**DESCRIPTION OF THE TASK**
Within the data, how many lines hold the word "supplied"? Answer with nothing but the number.

*** DATA FOR THE TASK ***

PR #585, opened 2019-09-17
Added support for customizing the output color for #582.

AdamMc331:
# Summary

This resolves the issue discussed here, that the default DARK_GRAY background color was hard to read against dark terminals: #582 

# Usage

I made sure this was a non breaking change by allowing the current usage of KtLint to behave the way it does now. For example:

- ./ktlint 
  - Will output without color as it does now
- ./ktlint --color
  - Will color the output in DARK_GRAY as it does now
- ./ktlint --color --color-name="RED"
  - Will color the output in RED, or whatever was supplied.

# How it was tested

I've added unit tests to `PlainReporterTest` to validate the colored output. I also added `PlainReporterProviderTest` which ensures the input for a color maps to the expected output. 

I also ran this manually. Here is KtLint with no command args:

Screen Shot 2019-09-17 at 2 07 40 PM

Here it is with `--color`:

Screen Shot 2019-09-17 at 12 20 09 PM

Here it is with `--color --colorName="RED"`:

Screen Shot 2019-09-17 at 12 20 34 PM

### DIFF
--- a/ktlint-reporter-plain/src/main/kotlin/com/pinterest/ktlint/reporter/plain/PlainReporterProvider.kt
+++ b/ktlint-reporter-plain/src/main/kotlin/com/pinterest/ktlint/reporter/plain/PlainReporterProvider.kt
@@ -2,6 +2,7 @@ package com.pinterest.ktlint.reporter.plain
 
 import com.pinterest.ktlint.core.Reporter
 import com.pinterest.ktlint.core.ReporterProvider
+import com.pinterest.ktlint.reporter.plain.internal.Color
 import java.io.PrintStream
 
 class PlainReporterProvider : ReporterProvider {
@@ -13,9 +14,14 @@ class PlainReporterProvider : ReporterProvider {
             out,
             verbose = opt["verbose"]?.emptyOrTrue() ?: false,
             groupByFile = opt["group_by_file"]?.emptyOrTrue() ?: false,
-            color = opt["color"]?.emptyOrTrue() ?: false,
+            shouldColorOutput = opt["color"]?.emptyOrTrue() ?: false,
+            outputColor = getColor(opt["color_name"]),
             pad = opt["pad"]?.emptyOrTrue() ?: false
         )
 
     private fun String.emptyOrTrue() = this == "" || this == "true"
+
+    private fun getColor(colorInput: String?): Color {
+        return Color.values().firstOrNull { it.name == colorInput } ?: throw IllegalArgumentException("Invalid color parameter.")
+    }
 }
--- a/ktlint-reporter-plain/src/test/kotlin/com/pinterest/ktlint/reporter/plain/PlainReporterProviderTest.kt
+++ b/ktlint-reporter-plain/src/test/kotlin/com/pinterest/ktlint/reporter/plain/PlainReporterProviderTest.kt
@@ -1,0 +1,68 @@
+package com.pinterest.ktlint.reporter.plain
+
+import com.pinterest.ktlint.reporter.plain.internal.Color
+import java.io.PrintStream
+import java.lang.System.out
+import org.junit.Assert.assertEquals
+import org.junit.Assert.fail
+import org.junit.Test
+
+class PlainReporterProviderTest {
+    @Test
+    fun testNoColorNameProvided() {
+        try {
+            PlainReporterProvider().get(
+                out = PrintStream(out, true),
+                opt = mapOf()
+            ) as PlainReporter
+
+            fail("Expected IllegalArgumentException.")
+        } catch (iae: IllegalArgumentException) {
+            // Expected case
+        } catch (e: Exception) {
+            fail("Expected IllegalArgumentException but was: $e")
+        }
+    }
+
+    @Test
+    fun testEmptyColorNameProvided() {
+        try {
+            PlainReporterProvider().get(
+                out = PrintStream(out, true),
+                opt = mapOf("color_name" to "")
+            ) as PlainReporter
+
+            fail("Expected IllegalArgumentException.")
+        } catch (iae: IllegalArgumentException) {
+            // Expected case
+        } catch (e: Exception) {
+            fail("Expected IllegalArgumentException but was: $e")
+        }
+    }
+
+    @Test
+    fun testValidColorNameProvided() {
+        val plainReporter = PlainReporterProvider().get(
+            out = PrintStream(out, true),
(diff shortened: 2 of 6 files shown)


ktlint/src/main/kotlin/com/pinterest/ktlint/Main.kt
```diff
@@ -128,9 +128,10 @@ class KtlintCommandLine {
 
     @Option(
         names = ["--color"],
-        description = ["Make output colorful"]
+        description = ["Make output colorful. To specify the color, use --COLOR=RED"],
```
rom4ek: I think it's better to specify lowercase `--color` here, because picocli is case sensitive. You'll end up with `UnmatchedArgumentException` otherwise.

ktlint-reporter-plain/src/main/kotlin/com/pinterest/ktlint/reporter/plain/PlainReporterProvider.kt
```diff
@@ -13,9 +14,16 @@ class PlainReporterProvider : ReporterProvider {
...
+            color = getColor(opt["color"]),
             pad = opt["pad"]?.emptyOrTrue() ?: false
         )
 
     private fun String.emptyOrTrue() = this == "" || this == "true"
+
+    private fun getColor(colorInput: String?): Color? {
+        return when (colorInput) {
+            "null" -> null
+            else -> Color.values().firstOrNull { it.name == colorInput } ?: Color.DARK_GRAY
```
rom4ek: Not sure, maybe it's better not to fallback to gray color here, but behave like the value wasn't supplied? Or maybe even throw an exception that the argument is not matched.

AdamMc331:
@rom4ek Thanks for the feedback! I think those were good changes and I've made the updates. 

Let me know what you think of this. Also if you want me to rebase and squash these commits into one I'd be happy to once we resolve the reviews.

rom4ek:
@AdamMc331 not that I pretended to review, but lgtm, I think it's a great improvement :)

shashachu:
@AdamMc331 thanks for the PR! Can you see what happens if you pass in a color for `./ktlint --color=RED printAST`? Assuming it's not supported but wondering if maybe we should error out, or print a warning about it.

ktlint/src/main/kotlin/com/pinterest/ktlint/Main.kt
```diff
@@ -128,9 +128,10 @@ class KtlintCommandLine {
 
     @Option(
         names = ["--color"],
-        description = ["Make output colorful"]
+        description = ["Make output colorful. To specify the color, use --color=\"RED\""],
+        arity = "0..1"
     )
-    var color: Boolean = false
+    var color: String? = null
```
Tapchicoma: Changing type here will be a breaking change. 

I would propose to introduce additional parameter `--console-main-color` (short `-C`), that will be strongly typed `Color`: https://picocli.info/#_enum_types with default value `Color.NO_COLOR`. Additionally deprecate `--color` parameter.

AdamMc331: @Tapchicoma Do you think I may still run into the problem mentioned here where if I did `--console-main-color printAST` it would be interpreted as the param name? https://github.com/pinterest/ktlint/pull/585#issuecomment-534561994

I can test later to be sure, I'm still learning picocli.

Tapchicoma: This particular problem comes from `arity = "0..1"` that allows to not have option value: https://picocli.info/#_arity. In the case above `printAST` is parsed as optional option value and not as subcommand.

My proposal for `--console-main-color` is to have mandatory option value (basically `arity = "1"`)

AdamMc331: Okay. Should be easy enough. I'm a little iffy about deprecating `--color`. The other alternative could be to introduce a new parameter, `--color-name` but then I think that's kind of annoying to ask the user to specify two parameters and do `--color --color-name RED`. 

Which would you prefer?

Tapchicoma: Maybe yes, let's leave `--color` option that would just enable output coloring with default color (`RED`?) and `--color-name` that could be used to change color value.

AdamMc331:
Okay I've updated this to use a second parameter after all, which should be a non breaking change but provide people with this additional functionality. 

What is the rule when it comes to changelog/README? Should I update those files to account for this change too, or will that happen closer to the release process?

ktlint/src/main/kotlin/com/pinterest/ktlint/Main.kt
```diff
@@ -132,6 +133,12 @@ class KtlintCommandLine {
     )
     var color: Boolean = false
 
+    @Option(
+        names = ["--color-name"],
+        description = ["Customize the output color"]
+    )
+    var colorName: String = Color.DARK_GRAY.name
```
Tapchicoma: Would be nice to use here enum type, but it will require a lot of changes :(

ktlint-reporter-plain/src/test/kotlin/com/pinterest/ktlint/reporter/plain/PlainReporterProviderTest.kt
```diff
@@ -0,0 +1,68 @@
...
+            PlainReporterProvider().get(
+                out = PrintStream(out, true),
+                opt = mapOf()
+            ) as PlainReporter
+
+            fail("Expected IllegalArgumentException.")
+        } catch (iae: IllegalArgumentException) {
+            // Expected case
+        } catch (e: Exception) {
+            fail("Expected IllegalArgumentException but was: $e")
```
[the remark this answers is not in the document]
AdamMc331: Ooo whoops. Want me to fix?

ktlint/src/main/kotlin/com/pinterest/ktlint/Main.kt
AdamMc331: I agree and thought the same but I wasn't sure if I could reference an enum as a command line argument? I assumed it had to be a string. If you know something I don't - let me know and I can try to adjust.

AdamMc331:
Whoops replied while merging happened. Let me know if anything was glaring and we can talk about it as a future follow up. Thanks for reviewing!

*** End of DATA FOR THE TASK ***

**THE COMPLETED TASK**
2